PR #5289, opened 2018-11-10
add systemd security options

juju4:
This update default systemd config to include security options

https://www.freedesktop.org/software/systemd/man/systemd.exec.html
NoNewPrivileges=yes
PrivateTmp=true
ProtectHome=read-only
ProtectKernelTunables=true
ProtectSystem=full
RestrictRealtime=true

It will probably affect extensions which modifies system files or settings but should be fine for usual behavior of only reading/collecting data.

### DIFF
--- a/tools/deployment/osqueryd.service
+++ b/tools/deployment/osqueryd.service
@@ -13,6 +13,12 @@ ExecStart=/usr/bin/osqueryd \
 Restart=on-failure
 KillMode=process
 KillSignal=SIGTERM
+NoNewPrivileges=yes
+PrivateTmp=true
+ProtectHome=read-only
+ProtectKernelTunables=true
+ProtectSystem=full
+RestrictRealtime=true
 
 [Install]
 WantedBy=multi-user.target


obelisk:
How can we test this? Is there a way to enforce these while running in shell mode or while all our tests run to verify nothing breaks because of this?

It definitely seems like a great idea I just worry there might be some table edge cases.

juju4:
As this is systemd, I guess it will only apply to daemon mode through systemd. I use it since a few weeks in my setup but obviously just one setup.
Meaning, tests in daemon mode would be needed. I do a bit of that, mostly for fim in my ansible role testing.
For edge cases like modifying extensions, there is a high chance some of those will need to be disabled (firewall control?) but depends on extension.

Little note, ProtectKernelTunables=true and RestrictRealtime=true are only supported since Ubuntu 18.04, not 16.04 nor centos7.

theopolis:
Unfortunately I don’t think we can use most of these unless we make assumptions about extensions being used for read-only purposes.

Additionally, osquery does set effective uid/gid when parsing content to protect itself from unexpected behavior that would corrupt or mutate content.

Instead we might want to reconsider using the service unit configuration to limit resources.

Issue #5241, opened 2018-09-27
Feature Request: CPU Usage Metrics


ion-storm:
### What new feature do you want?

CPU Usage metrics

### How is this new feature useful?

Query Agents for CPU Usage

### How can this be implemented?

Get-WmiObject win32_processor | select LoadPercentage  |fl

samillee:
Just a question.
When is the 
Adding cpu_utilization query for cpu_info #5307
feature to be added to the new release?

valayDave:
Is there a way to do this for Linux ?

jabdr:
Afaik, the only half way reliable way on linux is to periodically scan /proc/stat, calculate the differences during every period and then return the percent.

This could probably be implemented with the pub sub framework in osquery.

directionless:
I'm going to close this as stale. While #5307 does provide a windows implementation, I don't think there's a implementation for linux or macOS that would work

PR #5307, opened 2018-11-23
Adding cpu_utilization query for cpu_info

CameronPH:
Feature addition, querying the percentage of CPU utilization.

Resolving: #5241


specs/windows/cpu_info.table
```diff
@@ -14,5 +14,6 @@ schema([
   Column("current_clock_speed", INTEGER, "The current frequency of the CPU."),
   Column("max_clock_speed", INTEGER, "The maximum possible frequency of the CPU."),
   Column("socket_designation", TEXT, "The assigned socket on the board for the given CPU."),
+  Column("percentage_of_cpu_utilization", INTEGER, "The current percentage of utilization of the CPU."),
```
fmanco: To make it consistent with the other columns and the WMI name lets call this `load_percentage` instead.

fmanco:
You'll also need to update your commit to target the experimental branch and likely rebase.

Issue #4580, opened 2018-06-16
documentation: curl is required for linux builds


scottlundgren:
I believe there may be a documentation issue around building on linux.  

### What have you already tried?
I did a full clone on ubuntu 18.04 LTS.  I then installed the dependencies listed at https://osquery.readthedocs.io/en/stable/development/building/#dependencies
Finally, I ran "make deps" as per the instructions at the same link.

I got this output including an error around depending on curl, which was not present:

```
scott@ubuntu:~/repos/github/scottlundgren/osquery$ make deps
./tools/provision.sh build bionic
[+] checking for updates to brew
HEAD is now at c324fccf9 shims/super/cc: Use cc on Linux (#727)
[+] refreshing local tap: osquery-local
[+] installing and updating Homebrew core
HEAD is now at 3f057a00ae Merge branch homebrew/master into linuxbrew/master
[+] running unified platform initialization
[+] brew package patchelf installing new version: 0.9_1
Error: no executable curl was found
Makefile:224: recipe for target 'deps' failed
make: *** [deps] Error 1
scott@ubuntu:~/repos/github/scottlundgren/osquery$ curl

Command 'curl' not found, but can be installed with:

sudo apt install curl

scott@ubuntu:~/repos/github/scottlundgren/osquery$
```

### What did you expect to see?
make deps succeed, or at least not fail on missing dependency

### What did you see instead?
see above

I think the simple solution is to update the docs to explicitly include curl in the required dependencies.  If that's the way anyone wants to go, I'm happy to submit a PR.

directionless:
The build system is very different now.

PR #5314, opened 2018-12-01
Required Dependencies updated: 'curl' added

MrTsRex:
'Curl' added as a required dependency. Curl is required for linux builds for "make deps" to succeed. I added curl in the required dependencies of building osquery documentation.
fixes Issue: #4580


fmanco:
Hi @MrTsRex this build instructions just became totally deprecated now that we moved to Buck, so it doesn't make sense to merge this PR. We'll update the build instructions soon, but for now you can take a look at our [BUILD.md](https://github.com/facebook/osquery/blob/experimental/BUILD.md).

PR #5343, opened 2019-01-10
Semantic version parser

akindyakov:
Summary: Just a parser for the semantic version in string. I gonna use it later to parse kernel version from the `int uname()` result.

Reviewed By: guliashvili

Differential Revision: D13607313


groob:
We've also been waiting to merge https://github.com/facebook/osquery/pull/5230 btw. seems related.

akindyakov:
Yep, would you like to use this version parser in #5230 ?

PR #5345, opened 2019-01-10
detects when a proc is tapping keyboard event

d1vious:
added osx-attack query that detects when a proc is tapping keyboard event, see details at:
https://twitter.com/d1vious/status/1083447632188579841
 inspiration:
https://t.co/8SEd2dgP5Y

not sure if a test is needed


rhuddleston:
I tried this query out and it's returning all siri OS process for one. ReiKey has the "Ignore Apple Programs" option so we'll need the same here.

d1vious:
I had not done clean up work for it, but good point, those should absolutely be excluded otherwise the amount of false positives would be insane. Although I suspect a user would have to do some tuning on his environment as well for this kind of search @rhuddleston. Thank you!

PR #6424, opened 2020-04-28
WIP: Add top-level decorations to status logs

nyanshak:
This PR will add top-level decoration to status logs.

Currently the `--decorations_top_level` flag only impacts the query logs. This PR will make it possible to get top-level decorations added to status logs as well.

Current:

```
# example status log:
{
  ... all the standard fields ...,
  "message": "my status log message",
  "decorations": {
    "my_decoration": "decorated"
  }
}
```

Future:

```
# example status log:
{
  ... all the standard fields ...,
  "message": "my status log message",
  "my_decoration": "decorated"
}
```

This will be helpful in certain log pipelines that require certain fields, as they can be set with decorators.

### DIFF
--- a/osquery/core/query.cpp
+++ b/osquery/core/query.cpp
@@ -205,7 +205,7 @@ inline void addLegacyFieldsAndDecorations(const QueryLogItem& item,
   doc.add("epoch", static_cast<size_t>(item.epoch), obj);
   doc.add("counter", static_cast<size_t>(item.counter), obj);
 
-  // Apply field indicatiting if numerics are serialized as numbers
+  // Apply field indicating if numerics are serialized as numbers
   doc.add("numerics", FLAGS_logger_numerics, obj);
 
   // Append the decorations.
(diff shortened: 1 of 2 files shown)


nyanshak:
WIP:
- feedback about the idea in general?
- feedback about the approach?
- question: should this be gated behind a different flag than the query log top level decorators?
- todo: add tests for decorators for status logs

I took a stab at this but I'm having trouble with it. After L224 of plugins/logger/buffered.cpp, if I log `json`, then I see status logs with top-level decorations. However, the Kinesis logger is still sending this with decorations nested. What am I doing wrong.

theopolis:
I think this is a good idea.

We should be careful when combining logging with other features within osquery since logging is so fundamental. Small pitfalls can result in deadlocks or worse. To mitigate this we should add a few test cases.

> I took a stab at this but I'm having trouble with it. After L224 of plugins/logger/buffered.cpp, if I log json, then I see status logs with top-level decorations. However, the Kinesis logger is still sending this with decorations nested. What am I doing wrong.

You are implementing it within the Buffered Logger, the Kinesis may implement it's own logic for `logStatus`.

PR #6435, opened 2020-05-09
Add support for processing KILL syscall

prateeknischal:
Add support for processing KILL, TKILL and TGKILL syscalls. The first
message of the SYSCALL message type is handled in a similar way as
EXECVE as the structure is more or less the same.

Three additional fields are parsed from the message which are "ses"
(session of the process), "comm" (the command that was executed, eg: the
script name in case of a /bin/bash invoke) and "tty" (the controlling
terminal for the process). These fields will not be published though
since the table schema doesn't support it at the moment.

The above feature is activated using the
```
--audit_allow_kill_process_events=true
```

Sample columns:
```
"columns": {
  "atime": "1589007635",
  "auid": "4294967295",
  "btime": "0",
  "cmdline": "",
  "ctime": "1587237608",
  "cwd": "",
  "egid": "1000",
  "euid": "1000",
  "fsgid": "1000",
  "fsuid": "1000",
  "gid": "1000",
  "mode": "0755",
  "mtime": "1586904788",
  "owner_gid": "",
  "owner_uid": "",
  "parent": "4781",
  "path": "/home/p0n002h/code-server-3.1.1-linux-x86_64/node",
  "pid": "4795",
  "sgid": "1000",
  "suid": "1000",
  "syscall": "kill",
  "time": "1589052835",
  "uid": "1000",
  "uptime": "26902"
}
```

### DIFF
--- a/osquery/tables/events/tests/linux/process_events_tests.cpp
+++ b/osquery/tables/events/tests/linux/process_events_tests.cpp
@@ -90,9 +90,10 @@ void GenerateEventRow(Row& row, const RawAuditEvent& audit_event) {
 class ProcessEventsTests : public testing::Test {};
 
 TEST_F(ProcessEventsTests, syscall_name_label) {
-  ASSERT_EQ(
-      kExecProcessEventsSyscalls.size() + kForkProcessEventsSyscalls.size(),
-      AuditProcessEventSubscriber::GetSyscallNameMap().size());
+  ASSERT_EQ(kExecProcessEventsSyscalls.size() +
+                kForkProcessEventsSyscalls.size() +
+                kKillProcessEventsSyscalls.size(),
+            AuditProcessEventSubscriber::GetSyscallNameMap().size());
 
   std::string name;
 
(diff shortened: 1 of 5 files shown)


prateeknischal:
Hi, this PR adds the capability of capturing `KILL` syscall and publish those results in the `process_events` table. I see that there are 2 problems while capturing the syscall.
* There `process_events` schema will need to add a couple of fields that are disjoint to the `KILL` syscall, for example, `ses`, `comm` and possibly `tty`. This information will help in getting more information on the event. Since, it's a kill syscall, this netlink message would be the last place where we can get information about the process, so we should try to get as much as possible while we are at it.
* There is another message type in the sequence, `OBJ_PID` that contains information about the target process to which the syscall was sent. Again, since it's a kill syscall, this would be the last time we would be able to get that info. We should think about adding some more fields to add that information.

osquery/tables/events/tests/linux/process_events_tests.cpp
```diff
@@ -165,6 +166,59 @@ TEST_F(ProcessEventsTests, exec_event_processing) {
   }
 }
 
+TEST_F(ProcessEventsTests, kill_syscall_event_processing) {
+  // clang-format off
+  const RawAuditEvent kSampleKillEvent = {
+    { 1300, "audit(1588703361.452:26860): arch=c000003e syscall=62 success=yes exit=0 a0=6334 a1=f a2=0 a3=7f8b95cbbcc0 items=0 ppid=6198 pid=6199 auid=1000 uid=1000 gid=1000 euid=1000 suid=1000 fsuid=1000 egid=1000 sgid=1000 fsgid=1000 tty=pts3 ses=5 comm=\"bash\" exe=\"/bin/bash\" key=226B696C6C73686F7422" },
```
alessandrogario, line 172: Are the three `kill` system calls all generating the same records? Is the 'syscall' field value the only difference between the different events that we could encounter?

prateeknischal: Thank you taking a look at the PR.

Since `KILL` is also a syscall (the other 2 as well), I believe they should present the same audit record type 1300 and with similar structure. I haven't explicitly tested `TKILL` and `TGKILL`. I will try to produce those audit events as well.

|---|

Pull out all lines from the listing that contain the string "numbers".

-  // Apply field indicatiting if numerics are serialized as numbers
+  // Apply field indicating if numerics are serialized as numbers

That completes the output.